Dataset entries:
○ ○ ○ ○ ○

PR #521, opened 2021-07-19
doc: fix Doxygen issues

gmarull:
There are numerous Doxygen issues in the nrfxlib code that need to be
addressed:

- Incorrect usage of C preprocessor
- Unbalanced Doxygen groups
- Missing/wrong parameter documentation
- Missing/wrong references

This change set is a WIP, includes a few examples that have been fixed.
The issues can be seen when building the nrfxlib docset in the NCS repository, or alternatively:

○ ○ ○ ○ ○

TASK REQUIREMENTS :: Retype exactly, and only, the lines from the line holding "- Missing/wrong parameter documentation" through the last line of the data; both of those lines count.

YOUR RESPONSE ::
- Missing/wrong parameter documentation
- Missing/wrong references

This change set is a WIP, includes a few examples that have been fixed.
The issues can be seen when building the nrfxlib docset in the NCS repository, or alternatively:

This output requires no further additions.